* WHAT IS REQUIRED
Copy exactly the lines of the data below that run from the line holding "The tests of" through the line holding "henryso: This wasn't", both ends included.

BEGIN RECORDS PROVIDED

Issue #1558, opened 2022-01-20
Fusion Enhancements


rpspringuel:
Graduale Novum, in the offertory Recordare on p. 340 of the first volume, namely the first four notes, a torculus resupinus terminating with a virga:

![Recordare neume example](https://user-images.githubusercontent.com/7671682/150415718-6dc18562-8307-495b-a9f3-4452fd662e61.jpg)

Sandhofe's 2002 Nocturnale Romanum, page [126] in the Common for Virgins and non Virgins, Responsory 6 for Virgins, Offerentur Regi, sort of a porrectus with a fifth note stacked on top of the fourth (which should be a quilisma), at the end of the syllable Re in Regi: 

![chant_snippet](https://user-images.githubusercontent.com/7671682/150415940-e1be302b-b429-4475-9a84-728738770753.jpeg)

As best I can tell, the current rules for fusion prohibit both of these combinations (the latter is explicitly spelled out in the documentation, but the there's no mention of a virga as a primitive element in the fusion rules).  @henryso Can we modify the fusion rules to make these possible?

Reference mailing list thread: https://groups.google.com/g/gregorio-users/c/2NpiJsjEQnU/m/Ho_JZCxIAgAJ?utm_medium=email&utm_source=footer&pli=1

henryso:
It's possible. It would require virga endings as well as a "quilisma pes" endings to be drawn and added to the glyph set along with the changes in the fusion code.

rpspringuel:
Don't those glyphs already exist outside of fusion?

henryso:
Not the ones with little nubs to connect to the lines of the previous glyph.

henryso:
The quilisma-pes will end up being 5 glyphs given the ambitus.

rpspringuel:
Where are we in terms of available glyph space?

rpspringuel:
Also, has anyone looked at using glyph variants to define the connecting nubs rather than creating two separate glyphs (one connecting, one not)?

henryso:
We're close, but maybe it can fit.  It depends on how many we need for the quilisma-pes.  I haven't looked into glyph variants.  There are nine for every shape within fusion and varying numbers for starting glyphs and ending glyphs.  Quilisma-pes is actually a new can of worms because it'll be the first two-note ending glyph.

henryso:
[...]

PR #1560, opened 2022-02-05
Implemented virga fusion and shape change on clivis.

henryso:
Implementation for #1558

### DIFF
--- a/src/dump/dump.c
+++ b/src/dump/dump.c
@@ -5,19 +5,19 @@
  * Copyright (C) 2007-2021 The Gregorio Project (see CONTRIBUTORS.md)
  *
  * This file is part of Gregorio.
- * 
+ *
  * This program is free software: you can redistribute it and/or modify it
  * under the terms of the GNU General Public License as published by the Free
  * Software Foundation, either version 3 of the License, or (at your option)
  * any later version.
- * 
+ *
  * This program is distributed in the hope that it will be useful, but WITHOUT
  * ANY WARRANTY; without even the implied warranty of MERCHANTABILITY or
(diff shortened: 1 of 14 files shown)


henryso:
Don't know how I closed this.  Maybe I pressed some hot key in the window.

src/dump/dump.c
```diff
@@ -424,9 +424,13 @@ void dump_write_score(FILE *f, gregorio_score *score)
                                         gregorio_texverb(note->texverb));
                             }
                             if (note->choral_sign) {
-                                fprintf(f, "         Choral Sign            \"%s\"\n",
+                                fprintf(f, "         choral sign            \"%s\"\n",
```
rpspringuel, line 427: Why is this changing?  It doesn't seem related to what's being implemented here.

rpspringuel (commented):
The tests of the new shapes look good.  My only issue is what seems to be a superfluous change to the capitalization of the dump output for the choral sign.  Am I missing something as to why that needs to change?

src/dump/dump.c
henryso: This wasn't there before.  I added it (and then de-capitalized it) because I expected a change to affect that.

rpspringuel: I read the changes as showing the "Choral Sign" was there before and the only change is the change in capitalization.  What am I missing?

henryso: I must be conflating this with something.  So yes, I only changed the capitalization to be in line with the other text.

rpspringuel: Ah, I hadn't noticed the capitalization inconsistency.  I have no further problems with this change.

END RECORDS PROVIDED

* COMPLETED EXERCISE
The tests of the new shapes look good.  My only issue is what seems to be a superfluous change to the capitalization of the dump output for the choral sign.  Am I missing something as to why that needs to change?

src/dump/dump.c
henryso: This wasn't there before.  I added it (and then de-capitalized it) because I expected a change to affect that.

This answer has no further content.